Does any one have any suggestions for how to make the right stuff for a peoples choice competition?


----------



## peculiarmike (Aug 11, 2007)

Must be grilling?


----------



## pigcicles (Aug 11, 2007)

You're already doing it Cheech. You just gotta show up and do your thing buster. Take your favorite rub and you're off to a winning start.


----------



## crewdawg52 (Aug 11, 2007)

Cheech, brine the chicken and smoke it all.  Load the charcoal on one end and meat on the other end.  Take your probe and ET-73 (I'm sure you have one) to check temps.

'nough said....  
	

	
	
		
		



		
			






   Good Luck!

Dawg


----------



## bbq bubba (Aug 11, 2007)

Crewdawg's got the chicken right, now take them ribs, rub em with some of Jeff's rub and your a winner!!


----------



## crewdawg52 (Aug 11, 2007)

Darn,  with all this talk about dead animal flesh, guess I gotta do a butt and fattie sunday....


----------



## cheech (Aug 12, 2007)

yes it does sound a bit like grilling but like it has been mention i will place the meat on onside and the heat on the other

some of the guys competing are nervous because my brother in law is bringing in a ringer   I just wish I knew who this ringer is


----------



## bbq bubba (Aug 14, 2007)

Yo D, you leaving us hanging here, was the comp yesterday?


----------



## deejaydebi (Aug 14, 2007)

Maybe it's you?


----------



## cheech (Aug 15, 2007)

Yeah Debi that is what he told me too. That it is me but really I certainly do not feel like a ringer.


----------



## db bbq (Aug 15, 2007)

Cheech
Good rub and a SWEET sauce for the peoples choice, Not to spicey!!!!    Good Luck.....DB BBQ


----------



## cheech (Aug 20, 2007)

Ok so I found out it was not a "real competition".

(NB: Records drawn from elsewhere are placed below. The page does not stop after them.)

PR #380, opened 2015-03-19
search results and signin success event

xithan:
1) moved search results out of search_vars to its own method
2) added a signin_success event so that it is possible to have an event after a successful signin. The only drawback in the api is that it only works as `:before=>:signin_success` event  and not with `:after=>:signin_success`


card/mod/05_standard/set/type/search_type.rb
```diff
@@ -63,25 +63,34 @@ def get_query params={}
...
-    rescue =>e
-      { :error => e }
-    end
+    @search_vars ||=
+      begin
+        v = {}
+        v[:query] = card.query(search_params)
+        v[:item]  = set_inclusion_opts args.merge( :query_view=>v[:query][:view] )
+        v
+      rescue =>e
```
xithan: Should I keep the @search_vars[:results] value for compatibility reasons? How likely is it that there are decks that use this method. I override the new search_results method in a wikirate mod. That's why I isolated it.

card/mod/05_standard/set/self/signin.rb
```diff
@@ -96,6 +95,10 @@ def default_core_args args={}
   end  
 end
 
+event :signin_success, :after=>:signin do
+  abort :success
+end
+
```
xithan: The signin event always aborted the action so it wasn't possible to do something after a signin. I moved the `abort :success` to a separate event.

ethn: clever!

card/mod/05_standard/set/type/search_type.rb
ethn: unlikely.

I *think* that the reason we did things this way was that the old cloning-based format approached every instance variable had to be clearer by hand.  Since that no longer applies, I'd guess this is safe.

card/mod/05_standard/set/self/signin.rb
GerryG: Wondering if you would use :after => :signin of :before => :signin_success to add something after signin?  As long as it is loaded after this code, I think either works, but is one better?

ethn: Oog, I can't remember how the ordering works.  I've really got to get on the documentation work (planning to send something out about that soon. I have a rough plan in mind, but this is not a great place to discuss that)

I guess the latter has the advantage that you don't have to remember the ordering logic ;)

GerryG: Yeah, the latter is a little more odd looking, but the independence of ordering is a plus.

PR #382, opened 2015-03-20
fix titled default

xithan:


card/mod/05_standard/set/type/search_type.rb
```diff
@@ -217,7 +216,7 @@ def default_search_params
     total = card.count search_params
     return '' if limit >= total # should only happen if limit exactly equals the total
 
-    @paging_path_args = { :limit => limit, :item=> inclusion_defaults[:view] }
+    @paging_path_args = { :limit => limit, :item=> inclusion_defaults(card)[:view] }
```
xithan: I'm not sure how we want to handle inclusion defaults in this case. Above in line 174 I use the default of every item card but here in the page link we define a default for all items.

ethn: good point.  in pointers and searches we probably don't want anything card-specific

ethn: I don't think you want a list of closed, closed, titled, closed, closed... :)

GerryG: Interesting.  I would think that in general when you are doing options on nested contexts (item_view, and now the more general syntax of more pipes (|) to provide options on each nested context), that you never want the value of the options to vary item to item in a list (search/pointer).  I guess it can when we access the default value and it is overridden in card sets.

ethn: Right, I was trying to say that the latest code introduces this, and I think it's a bug.  As a rule, regardless of what kind of setting we're talking about, nest should override rule should override code.  But, as written, I think we have a case where the rule overrides the nest.

We had to get this out quickly for Wikirate purposes, so we merged it in before really perfecting it.  I know that's not good form; will try to avoid that in the future.

PR #387, opened 2015-03-26
Hardcode

ethn:
cleaned up handling of hard-coded files a bit.


GerryG:
The changes look a bit odd on the PR.  Some of the diffs seem to show file movement that should have been done with the gem re-org.  Probably just git history oddities, but I can't tell.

They told me after the contest was half started that they will be judging on presentation (Like having a nice place setting for the judges to sample the food) Prior to the contest they said that it would not be on presentation 
	

	
	
		
		



		
		
	


	





The first and second place team boiled their ribs! 
I refuse to boil my ribs.

But it was a good time and my ribs and chicken tasted great. I found a person that has made ribs before and that helped a ton. (He knew what he was doing)

We had 15 racks of ribs and around 50 pieces of chicken and enough room to cook 4 ribs and 6 chickens.

I hope to have pictures later.


----------



## bud's bbq (Aug 21, 2007)

Cheech,

Sounds like you had a good time and am very proud that you stuck to the NBR credo  (no boiled ribs).

See you at Silver Lake.


----------



## deejaydebi (Aug 21, 2007)

That not fair you were robbed! How can they change the rules at the last minute? I know you had the best ribs because - well ... Your our Cheech!


----------



## cheech (Aug 23, 2007)

It was a festival type of get together as an outreach event.

They had remote controlled airplanes, square dancing, a clown, bounce things for the kids, popcorn, cotton candy, a band, etc

It was fun but with out rules that are stuck to it was a bit disappointing.


----------